Stacy hopes to work with addictions after graduation, specifically helping out with the opioid crisis. He said that there needs to be a better understanding for brain diseases and mental illness in order to help them.
“We have a mental illness problem, and I think understanding the brain from a biological context is going to be really important in the future. The better we can understand the brain, the better it’s going to be for humanity in general,” Stacy said.
Bardgett said that neuroscience gives predictability to behavior.
“Who’s going to be more likely to suffer from depression later in life,” he said. “What is more likely to happen with a child with Autism? What type of therapy should we use to make sure we give them the best treatment track towards a successful outcome?”
Curran said that neurological disorders are becoming more common.
“Just as almost everyone knows someone–a family member, friend, neighbor–who had cancer, the same thing is now true with these neurological disorders. You know someone who has ADHD. You know someone who has autism,” she said.
Monica Wakefield, advisor in the department of sociology, anthropology and philosophy, said biological anthropology and neuroscience research brain disorders–such as Autism Spectrum Disorder–from an evolutionary perspective to see where certain traits associated with brain disorders may have been adopted.
“The area where I’m contributing to the major, which I think is really important, is the evolutionary background. A background in evolutionary theory and the evolution of the human brain,” Wakefield said. “Some things that might be adaptive in our brains are often treated as a pathology, when they aren’t necessarily that way.”

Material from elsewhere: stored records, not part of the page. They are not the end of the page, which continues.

PR #1289, opened 2020-11-21
Add April Fools logic

killzoms:
Note: Only replaces initially spawned Reefbacks does not touch ones already in the world

### DIFF
--- a/NitroxClient/GameLogic/Spawning/ReefbackEntitySpawner.cs
+++ b/NitroxClient/GameLogic/Spawning/ReefbackEntitySpawner.cs
@@ -1,4 +1,5 @@
-﻿using NitroxModel.DataStructures.GameLogic;
+﻿using System;
+using NitroxModel.DataStructures.GameLogic;
 using NitroxModel.DataStructures.Util;
 using NitroxModel.Helper;
 using UnityEngine;
@@ -8,7 +9,7 @@ namespace NitroxClient.GameLogic.Spawning
     public class ReefbackEntitySpawner : IEntitySpawner
     {
         private readonly DefaultEntitySpawner defaultSpawner;
-
+        private readonly bool aprilFools = DateTime.Today is { Month: 4, Day: 1 };
         public ReefbackEntitySpawner(DefaultEntitySpawner defaultSpawner)
         {
             this.defaultSpawner = defaultSpawner;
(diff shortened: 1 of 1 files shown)


NitroxServer-Subnautica/GameLogic/Entities/Spawning/ReefbackBootstrapper.cs
```diff
@@ -10,6 +11,7 @@ namespace NitroxServer_Subnautica.GameLogic.Entities.Spawning.EntityBootstrapper
     class ReefbackBootstrapper : IEntityBootstrapper
     {
         private float creatureProbabiltySum = 0;
+        private readonly bool aprilFools = DateTime.Today.Month == new DateTime(1, 4, 1).Month && DateTime.Today.Day == new DateTime(1, 4, 1).Day;
```
dartasen, line 14: I think this can be simplified with something like that
```
DateTime.Now.Month == 4 && DateTime.Now.Day == 1
```

Measurity: Or `DateTime.Today == new DateTime(DateTime.Today.Year, 4, 1)`

Dessix: `DateTime.Today is {} today && today.Month == 4 && today.Day == 1`

NitroxServer-Subnautica/GameLogic/Entities/Spawning/ReefbackBootstrapper.cs
```diff
@@ -38,7 +40,10 @@ public void Prepare(Entity parentEntity, DeterministicBatchGenerator determinist
                         for(int i = 0; i < totalToSpawn; i++)
                         {
                             NitroxId id = deterministicBatchGenerator.NextId();
-                            Entity child = new Entity(localSpawnPosition, new NitroxQuaternion(0, 0, 0, 1), new NitroxVector3(1, 1, 1), creature.techType.ToDto(), parentEntity.Level, creature.classId, true, id, null, parentEntity);
+                            NitroxTechType techType = aprilFools ? parentEntity.TechType : creature.techType.ToDto();
```
Dessix, line 43: Won't this result in infinite recursion?

killzoms: Nope, since the Reefback bootstrapper handles its own spawning it doesnt use the regular spawning code for spawning its children, thus no infinite recursion

killzoms:
Shall I make it a client side only "bug" with an April fools tag above them? @Sunrunner37

killzoms:
Update: now it is client side and effects already spawned Reefbacks as well

Measurity:
@killzoms Think we can close this one for now. Can reopen at a later time but I think this april fools is spoiled :P

PR #1290, opened 2020-11-22
Update Harmony to v2.0.4

Coding-Hen:
Updating harmony to 2.0.4 
Added new finalizer patching method
Changed Fabricator to GhostCrafter to also support syncing of Workbench


Sunrunner37:
Will only consider after the next release.

NitroxClient/Communication/Packets/Processors/GhostCrafterBeginCraftingProcessor.cs
```diff
@@ -5,29 +5,28 @@
 using NitroxClient.Unity.Helper;
 using NitroxModel.Packets;
 using NitroxModel_Subnautica.DataStructures;
-using NitroxModel_Subnautica.Helper;
 using UnityEngine;
 
 namespace NitroxClient.Communication.Packets.Processors
 {
-    public class FabricatorBeginCraftingProcessor : ClientPacketProcessor<FabricatorBeginCrafting>
+    public class GhostCrafterBeginCraftingProcessor : ClientPacketProcessor<GhostCrafterBeginCrafting>
```
Sunrunner37, line 12: For my education, what is considered to be a "Ghost"?  I believe the initial abstraction was QOL for developers so they didn't need to understand internal UWE verbiage.

Coding-Hen: If I understand your question correctly. The GhostCrafter is just a parent class of both the workbench and the fabricator. This allows us to therefore patch this class rather than the fabricator and support both without any additional changes being needed to the code. Does that answer your question?

Sunrunner37: Sounds good to me, can we update with latest hintpath change and I will merge?

PR #1291, opened 2020-11-23
Added support to sync sound

### LINKED ISSUE #37: [Audio] Play audio effects
Currently behavior and usually animations are synced for actions, but sound is left out. Since sound is positional, this gives a much more immersive experience than if the other players are virtually silent.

Wakefield said she thinks that NKU is moving in the right direction with advancing and developing new majors and programs.
“The way we have done this, and moved forward in creating a transdisciplinary major, I think it will help us move forward in connecting some of our disciplines,” she said.
Curran said the new major allows enrollment to grow, along with research.
“The new facility will have Vivarium, which is a state-of-the-art facility to house animals. Depending on the model system, you could work with anything from cells to invertebrate models to rats and mice, fish or frogs,” she said.
She added that there will be two new research labs located in Founders Hall that will help facilitate interaction between professors and students, stating that hands-on experience is important.
Despite research being done, Curran said that science isn’t always “ground-breaking.”
“Everything is a step forward. I don’t want to say tomorrow that we’re going to solve all these horrible neurodegenerative disorders,” Curran said. “We’re going to make progress.”